To persecute a homosexual because government officials are personally repulsed by the thought of homosexual intercourse, which to the vast majority of them will remain merely an experience of the imagination, is unabashedly intolerant and disrespectful to individuals who, while homosexual in orientation, are nonetheless honest, hard-working, considerate and positive contributors to the community just like most other individuals in this world.
In choosing the road of persecution, Pavlov, or at the very least its current government, is adhering to an ill-conceived notion that an individual’s carnal acts in the bedroom are his or her one and only defining characteristic.

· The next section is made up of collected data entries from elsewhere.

PR #8709, opened 2021-11-16
Export size bug

### LINKED ISSUE #7625: Export to attached drive > Cancel task - on-click the Cancel button the *N of M resources (size)* exported text is missing under the task
### Observed behavior

Export to attached drive > Cancel task - on-click the Cancel button the *N of M resources (size)* exported text is missing under the task.

### Expected behavior

After clicking the Cancel button of an Export task the *N of M resources (size)* exported text must be visible under the task as it is with all the other tasks (Import, Delete, etc)

### User-facing consequences

…

### Steps to reproduce

Preconditions: Resources imported, attached drive to the device
1. Login as a super admin user
2. Go to Device > Channels
3. Click the Manage button of a channel
4. Select some resources
5. Click the Export button
6. Select the attached drive and click Export
7. After some resources are exported click the Cancel button
8. See the text below the task

### Context

Kolibri 0.14.3
Raspberry Pi 4
OS: Raspbian GNU, Linux 10
Chrome (latest) + Firefox (latest)

AtKristijan:
## Summary

Now when we are exporting first we get a bar with progress and total amount of bytes and total number of resources. When we press cancel now at the end it will be show the total amount of bytes. 

## References
Fixes https://github.com/learningequality/kolibri/issues/7625

## Reviewer guidance

…

----

## Testing checklist

## PR process

## Reviewer checklist

- PR is fully functional
- Documentation is updated

### DIFF
--- a/kolibri/core/content/management/commands/exportchannel.py
+++ b/kolibri/core/content/management/commands/exportchannel.py
@@ -39,8 +39,4 @@ class Command(AsyncCommand):
                     pass
 
                 if self.is_cancelled():
-                    try:
-                        os.remove(dest)
-                    except IOError:
-                        pass
                     self.cancel()
--- a/kolibri/core/content/management/commands/exportcontent.py
+++ b/kolibri/core/content/management/commands/exportcontent.py
@@ -15,6 +15,9 @@ logger = logging.getLogger(__name__)
 
 
 class Command(AsyncCommand):
+    exported_size = 0
+    total_resources = 0
+
     def add_arguments(self, parser):
         node_ids_help_text = """
         Specify one or more node IDs to import. Only the files associated to those node IDs will be imported.
@@ -86,7 +89,6 @@ class Command(AsyncCommand):
         with self.start_progress(
             total=total_bytes_to_transfer
         ) as overall_progress_update:
-
             for f in files:
 
                 if self.is_cancelled():
@@ -97,14 +99,10 @@ class Command(AsyncCommand):
                     exported_files.append(dest)
 
             if self.is_cancelled():
-                # Cancelled, clean up any already downloading files.
-                for dest in exported_files:
-                    os.remove(dest)
                 self.cancel()
 
     def export_file(self, f, data_dir, overall_progress_update):
         filename = get_content_file_name(f)
-
         try:
             srcpath = paths.get_content_storage_file_path(filename)
             dest = paths.get_content_storage_file_path(filename, datafolder=data_dir)
@@ -117,17 +115,21 @@ class Command(AsyncCommand):
         if os.path.isfile(dest) and os.path.getsize(dest) == f["file_size"]:
             overall_progress_update(f["file_size"])
             return
-
         copy = transfer.FileCopy(srcpath, dest, cancel_check=self.is_cancelled)
-
         with copy, self.start_progress(
             total=copy.total_size
         ) as file_cp_progress_update:
             try:
                 for chunk in copy:
                     length = len(chunk)
+                    self.exported_size = self.exported_size + length
                     overall_progress_update(length)
                     file_cp_progress_update(length)
             except transfer.TransferCanceled:
+                job = get_current_job()
+                if job:
+                    job.extra_metadata["file_size"] = self.exported_size
+                    job.extra_metadata["total_resources"] = 0
+                    job.save_meta()
                 return
         return dest
--- a/kolibri/plugins/device/assets/src/views/ManageTasksPage/TaskPanel.vue
+++ b/kolibri/plugins/device/assets/src/views/ManageTasksPage/TaskPanel.vue
@@ -55,7 +55,7 @@
           />
         </template>
       </div>
-      <template v-if="!taskIsCompleted && !taskIsCanceled">
+      <template v-if="!taskIsCompleted">
         <p v-if="sizeText" class="details-size">
           {{ sizeText }}
         </p>
@@ -192,6 +192,10 @@
             numResources: total_resources,
             bytesText: bytesForHumans(file_size),
           });
+        } else if (file_size) {
+          return this.$tr('cancelSize', {
+            bytesText: bytesForHumans(file_size),
+          });
         }
         return '';
       },
@@ -261,6 +265,11 @@
           '{numResources} {numResources, plural, one {resource} other {resources}} ({bytesText})',
         context: 'Indicates the number of resources and their size.',
       },
+      cancelSize: {
+        message: 'Exported size: ({bytesText})',
+        context: 'Indicates the number of resources and their size.',
+      },
+
       statusInProgress: {
         message: 'In-progress',
         context: 'Label indicating that a task is in progress.',
--- a/kolibri/core/content/test/test_import_export.py
+++ b/kolibri/core/content/test/test_import_export.py
@@ -1220,7 +1220,7 @@ class ExportChannelTestCase(TestCase):
             local_src_path, local_dest_path, cancel_check=is_cancelled_mock
         )
         cancel_mock.assert_called_with()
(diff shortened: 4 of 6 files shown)


rtibbles (commented):
Code changes look right to me.

radinamatic:
Tested the EXE asset on Windows 7, and I'm not seeing the full wording _N of M resources (X MB) successfully exported_, although I'm not sure if that was included in the fix. Findings for each of 4 export tests:

1. Export of one folder from PhET channel (46 resources, 84 MB) was cancelled right after the DB was exported, and none of the resources were saved on the external drive: wording states the full amount of resources that were initially set to be exported.
2. Successful export, size was too small for me to cancel in time: wording as expected.
3. Export of 191 resources (260 MB) from KA BG channel was at 50% when I cancelled: wording is missing completely.
4. Export of the full PhET channel was at 10% when I cancelled: wording states the full size of the channel, but not how much was exported. Seems that the partial export is somehow cancelled completely and no resources register as exported at all...? I checked and even re-tried, waiting to export 90% before I cancelled: cancelled or failed exports only report the full amount and size of resources, not that of the actual export task. 

    If I delete the channel on the device, and try to import from the drive where I previously exported 90%, the channel seems not available for import. Cancelling itself also took a long time, and when I checked the drive, the ``/KOLIBRI_DATA/content/databases`` folder in the drive was empty (no wonder nothing could be imported). Why is that? Makes no sense to invalidate 90% of the exported resources from the channel... 😕 

    **Does Kolibri delete the DB of the channel if the export is cancelled?** 

Win7 (start)  Running  - Oracle VM VirtualBox_023

[logs.zip](https://github.com/learningequality/kolibri/files/7566720/logs.zip)


Does this need to be repeated on other platforms? We don't have a working RPi image where the issue was originally reported.

rtibbles:
If an export is cancelled, it cleans up and deletes anything that was copied, we can certainly change this behaviour, but that is the current behaviour.

This is why for cancelled tasks it is consistent that no exported statistics are reported.

radinamatic:
> If an export is cancelled, it cleans up and deletes anything that was copied

I can certainly imagine the frustration of the user who patiently waited for hours to have the large channel of several GBs exported to external drive (we know that process can be slow), and seeing all that vanish if they cancel by mistake. Even more so since there is no confirmation modal alerting them that everything that has been copied up to that point will be deleted. What was the reason for this approach? I could understand that deleting specific files that were half-way and partially copied might be prudent, as the resources could not be correctly rendered, but deleting ALL...? cc @jtamiace 

Finally, now I'm not even sure what was the exact point of this PR. From the linked issue I assumed that the initially reported problem of not having the wording _N of M resources (X MB) successfully exported_, is what was being fixed here, and from what @rtibbles is saying above that seems not to have been the goal, so I'm confused. @AtKristijan, it could help if you clearly state under **Summary** and **Reviewer guidance**, what exactly needed to be tested.

rtibbles:
@radinamatic I've discussed this with @AtKristijan on slack, and he is now following up to bring the export cancellation behaviour in line with what you have outlined (which also makes it consistent with the cancellation behaviour of content import).

radinamatic:
Excellent, I'll be happy to test again once that is implemented! 🙂

AtKristijan:
@radinamatic  
Only N x M here was made, but I will implement and I will change cancel behavior. 

So to resume: 
1) We need to keep the data even if we press cancel.
2) Bytes and total resource need to be show only on exported data

AtKristijan:
only size

kolibri/core/content/management/commands/exportchannel.py
```diff
@@ -39,8 +39,8 @@ def handle_async(self, *args, **options):
                     pass
 
                 if self.is_cancelled():
-                    try:
```
rtibbles, line 42: Delete this code block rather than commenting out.

kolibri/core/content/management/commands/exportcontent.py
```diff
@@ -58,6 +61,8 @@ def add_arguments(self, parser):
     def update_job_metadata(self, total_bytes_to_transfer, total_resource_count):
         job = get_current_job()
         if job:
+            print("file_size",total_resource_count)
```
rtibbles: Remove print debugging statements here.

kolibri/core/content/management/commands/exportcontent.py
```diff
@@ -98,13 +102,12 @@ def handle_async(self, *args, **options):
 
             if self.is_cancelled():
                 # Cancelled, clean up any already downloading files.
-                for dest in exported_files:
```
rtibbles, line 101: Delete this code block rather than commenting out.

kolibri/core/content/management/commands/exportcontent.py
```diff
@@ -117,17 +120,23 @@ def export_file(self, f, data_dir, overall_progress_update):
...
         copy = transfer.FileCopy(srcpath, dest, cancel_check=self.is_cancelled)
-
         with copy, self.start_progress(
             total=copy.total_size
         ) as file_cp_progress_update:
             try:
                 for chunk in copy:
                     length = len(chunk)
+                    self.exported_size = self.exported_size + length
+                    print(self.exported_size)
```
rtibbles: Remove print statement.

kolibri/core/content/management/commands/exportcontent.py
```diff
@@ -117,17 +120,23 @@ def export_file(self, f, data_dir, overall_progress_update):
...
                     overall_progress_update(length)
                     file_cp_progress_update(length)
             except transfer.TransferCanceled:
+                job = get_current_job()
+                if job:
+                    job.extra_metadata["file_size"] = self.exported_size
+                    job.extra_metadata['total_resources'] = 0
+                    job.save_meta()
+                    print(job.extra_metadata)
```
rtibbles: Remove print statement.

kolibri/plugins/device/assets/src/views/ManageTasksPage/TaskPanel.vue
```diff
@@ -261,6 +265,11 @@
           '{numResources} {numResources, plural, one {resource} other {resources}} ({bytesText})',
         context: 'Indicates the number of resources and their size.',
       },
+      cancelSize: {
```
rtibbles, line 268: We can't add new strings in a patch version release - and I almost think it might be better to see if we can find a way to emulate the resource import flow and be able to count the number of resources that we have successfully exported in order to be able to use the `exportSuccess` message below instead.

kolibri/core/content/management/commands/exportcontent.py
```diff
@@ -117,17 +120,23 @@ def export_file(self, f, data_dir, overall_progress_update):
...
                     length = len(chunk)
+                    self.exported_size = self.exported_size + length
+                    print(self.exported_size)
                     overall_progress_update(length)
                     file_cp_progress_update(length)
             except transfer.TransferCanceled:
+                job = get_current_job()
+                if job:
+                    job.extra_metadata["file_size"] = self.exported_size
+                    job.extra_metadata['total_resources'] = 0
```
rtibbles: I think being able to give a meaningful number here would be the best result - I can give some guidance on how to estimate these using some temporary annotation techniques, similar to what we use for importability.

rtibbles (commented):
Some cleanup - the path I am suggesting adds a little more complexity, but we also can't add a new string for a 0.15.x patch.

rtibbles (commented):
Still some commented out code that could be deleted.

We also can't have a new string within the patch release. However, it would be fairly complex to resolve this without a new string, so maybe we should retarget this to develop and add the string @marcellamaki?

marcellamaki:
> should retarget this to develop and add the string

Yep, that makes sense to me, @rtibbles !

rtibbles (approved):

It shouldn’t even be considered a defining characteristic in a meritorious society.
Yet the rest of the micronational world, as it pushes back against Pavlov’s unabashedly intolerant promulgations, must be keen to not lose the moral high ground which it currently holds on a solid footing.
In a well-intentioned editorial, Prince Freï of Lorenzburg characterizes Pavlov as an “Agent of Darkness,” suggesting that its decision to persecute homosexuals is akin to the persecutions of “classical tyrants from Emperor Nero to Henry VII and (arguably) Hitler and Stalin.” This imposition of a modified version of Godwin’s Law is dangerous and counterproductive hyperbole that undermines the moral high ground for the progressivists.

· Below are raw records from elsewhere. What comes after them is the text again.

PR #1292, opened 2026-06-08
ci: bump checkout and setup-node to v5 (Node 24 runtime)

zapolsky:
## Why

These workflows pin GitHub Actions that run on the **deprecated Node.js 20 runtime**. The runner flags **any** action whose `runs.using` is `node20`, regardless of author — so every run currently emits a Node 20 deprecation warning, and clearing it means moving *every* node20 action off node20.

GitHub timeline:

- **June 16, 2026** — runners default to the Node 24 runtime.
- **Fall 2026** — Node 20 removed from runners entirely.

Nothing breaks before then — this is CI hygiene to clear the warning.

## What

Bump every node20 action across all 12 workflows to a node24 release. Each target version was verified to declare `runs.using: node24` in its `action.yml`.

**Drop-in runtime bumps (no config change):**

- ✅ `actions/checkout@v4` → `@v5` (×12)
- ✅ `actions/setup-node@v4` → `@v5` (×12)
- ✅ `actions/github-script@v7` → `@v8`
- ✅ `actions/upload-artifact@v4` → `@v7` (×2)
- ✅ `docker/setup-buildx-action@v3` → `@v4`
- ✅ `docker/login-action@v3` → `@v4`
- ✅ `docker/build-push-action@v5` → `@v7` (×2)

**Already node24 — no change needed:** `changesets/action@v1` and `JamesIves/github-pages-deploy-action@v4` — their floating major tags already resolve to a node24 release (`JamesIves` → `v4.8.0`).

## Risk

Most bumps are pure runtime/dependency updates. The two to keep an eye on:

- `docker/build-push-action` v5 → v7 spans two majors. All inputs in use (`context`, `push`, `platforms`, `build-args`, `tags`) are unchanged, so no config breakage — but this is the publish path, so the **next publish run should be confirmed** to push the multi-arch image to GHCR as before.
- `actions/upload-artifact` v4 → v7: artifact names are unique per upload (`playwright-report`, `playwright-traces`); no removed inputs in use.

## Verification

- All 12 changed workflow files validated as parseable YAML.
- No functional changes — runtime bumps only.

### DIFF
--- a/.github/workflows/deploy-docs.yml
+++ b/.github/workflows/deploy-docs.yml
@@ -9,10 +9,10 @@ jobs:
     runs-on: ubuntu-latest
     steps:
       - name: Checkout 🛎️
-        uses: actions/checkout@v4
+        uses: actions/checkout@v5
 
       - name: Setup Node.js 🔧
-        uses: actions/setup-node@v4
+        uses: actions/setup-node@v5
         with:
           node-version: '22'
 
--- a/.github/workflows/e2e-browser.yml
+++ b/.github/workflows/e2e-browser.yml
@@ -53,7 +53,7 @@ jobs:
           HEADERS_TIMEOUT_MS: '185000'
 
       - name: Upload Playwright report
-        uses: actions/upload-artifact@v4
+        uses: actions/upload-artifact@v7
         if: ${{ !cancelled() }}
         with:
           name: playwright-report
@@ -61,7 +61,7 @@ jobs:
           retention-days: 7
 
       - name: Upload Playwright traces
-        uses: actions/upload-artifact@v4
+        uses: actions/upload-artifact@v7
         if: failure()
         with:
           name: playwright-traces
--- a/.github/workflows/e2e-browser.yml
+++ b/.github/workflows/e2e-browser.yml
@@ -22,10 +22,10 @@ jobs:
 
     steps:
       - name: Checkout repository
-        uses: actions/checkout@v4
+        uses: actions/checkout@v5
 
       - name: Setup Node.js
-        uses: actions/setup-node@v4
+        uses: actions/setup-node@v5
         with:
           node-version: '22'
           cache: 'npm'
--- a/.github/workflows/publish.yml
+++ b/.github/workflows/publish.yml
@@ -15,10 +15,10 @@ jobs:
           fetch-depth: 0 # Required for changesets to work properly
 
       - name: Set up Docker Buildx
-        uses: docker/setup-buildx-action@v3
+        uses: docker/setup-buildx-action@v4
 
       - name: Log in to GitHub Container Registry
-        uses: docker/login-action@v3
+        uses: docker/login-action@v4
         with:
           registry: ghcr.io
           username: ${{ github.actor }}
@@ -158,7 +158,7 @@ jobs:
 
       - name: Build and push "latest" container image
         if: steps.latest_image_exists.outputs.exists == 'false'
-        uses: docker/build-push-action@v5
+        uses: docker/build-push-action@v7
         with:
           context: .
           push: true
@@ -277,7 +277,7 @@ jobs:
           exit 1
 
       - name: Build and push "next" container image
-        uses: docker/build-push-action@v5
+        uses: docker/build-push-action@v7
         with:
           context: .
           push: true
--- a/.github/workflows/publish.yml
+++ b/.github/workflows/publish.yml
@@ -10,7 +10,7 @@ jobs:
   publish:
     runs-on: ubuntu-latest
     steps:
-      - uses: actions/checkout@v4
+      - uses: actions/checkout@v5
         with:
           fetch-depth: 0 # Required for changesets to work properly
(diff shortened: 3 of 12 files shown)


.github/workflows/e2e-browser.yml
```diff
@@ -22,10 +22,10 @@ jobs:
 
     steps:
       - name: Checkout repository
-        uses: actions/checkout@v4
+        uses: actions/checkout@v5
 
       - name: Setup Node.js
-        uses: actions/setup-node@v4
+        uses: actions/setup-node@v5
```
max-voloshyn, line 28: This workflow still has two `actions/upload-artifact@v4` steps below, and `v4` declares `runs.using: node20`. Since this PR is moving workflows off Node 20 action runtimes, please bump both artifact uploads to a Node 24 release (`actions/upload-artifact@v7`, or at least `@v6`) in the same PR.
🤖 Reviewed by Codex (GPT-5.5)

.github/workflows/publish.yml
```diff
@@ -30,7 +30,7 @@ jobs:
           echo "repo_lower=$(echo '${{ github.repository }}' | tr '[:upper:]' '[:lower:]')" >> $GITHUB_OUTPUT
           cat $GITHUB_OUTPUT
 
-      - uses: actions/setup-node@v4
+      - uses: actions/setup-node@v5
```
max-voloshyn, line 33: This publish workflow will still run Node 20 JavaScript actions after the checkout/setup-node bump: `docker/setup-buildx-action@v3`, `docker/login-action@v3`, and both `docker/build-push-action@v5` steps still declare `runs.using: node20`. Please bump them as part of this migration (`setup-buildx@v4`, `login-action@v4`, `build-push-action@v7`) so the publish job is actually clear of Node 20 action runtimes.
🤖 Reviewed by Codex (GPT-5.5)

.github/workflows/deploy-docs.yml
```diff
@@ -9,10 +9,10 @@ jobs:
     runs-on: ubuntu-latest
     steps:
       - name: Checkout 🛎️
-        uses: actions/checkout@v4
+        uses: actions/checkout@v5
 
       - name: Setup Node.js 🔧
-        uses: actions/setup-node@v4
+        uses: actions/setup-node@v5
```
max-voloshyn, line 15: This workflow still deploys with `JamesIves/github-pages-deploy-action@v4`, whose floating `v4` action metadata currently declares `runs.using: node20`; the Node 24 migration is in later fixed v4 tags such as `v4.8.0`. Please pin this deploy step to a Node 24 tag/SHA or move to a Node 24 Pages deployment action, otherwise this workflow keeps the Node 20 warning after this PR.
🤖 Reviewed by Codex (GPT-5.5)

.github/workflows/test-integration.yml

Pavlov and its government, having “jurisdiction” over an effective population consisting of a single-digit number of individuals (who grant that unenforceable jurisdiction voluntarily for as long as they’re interested in participating) cannot be compared to the Rome of Nero, Hitler’s Germany, or Stalin’s Soviet Russia nor the heinous atrocities committed by these deranged individuals.
Pavlov’s declaration against homosexuals, while disagreeable and repugnant, will not result in the next Holocaust and to suggest otherwise by equating the micronation’s leadership to Hitler is a blatant insult to the millions who died at the hands of Hitler or any of the other tyrants invoked by Prince Freï. No micronation, Pavlov included, has the capability to actually physically persecute its citizens or murder them en masse for being homosexual or anything else for that matter; certainly not on the scale of the tyrants. A micronation is but a momentary soapbox for its creator and a few close associates over the many years of their respective lifetimes after all.
The comment, while made during a passionate and sensible plea for tolerance, nonetheless shows a regrettable lack of perspective and awareness of what a micronation really is in the grand scheme of law and society. It only provides fodder to Pavlov to fling back. Given the strong feelings of society that remain over the atrocities of Hitler and Stalin, it also provides Pavlov with a rallying point by which it can build support from others by shifting focus.
It is easy to get lost in emotion when speaking on a topic for which one has much passion. Prince Freï should not be held in disregard for his unwise comparison; however, we must always take that step back, think rationally about our comments and remember that we can excise the ignorant from our community without descending into ignorance ourselves.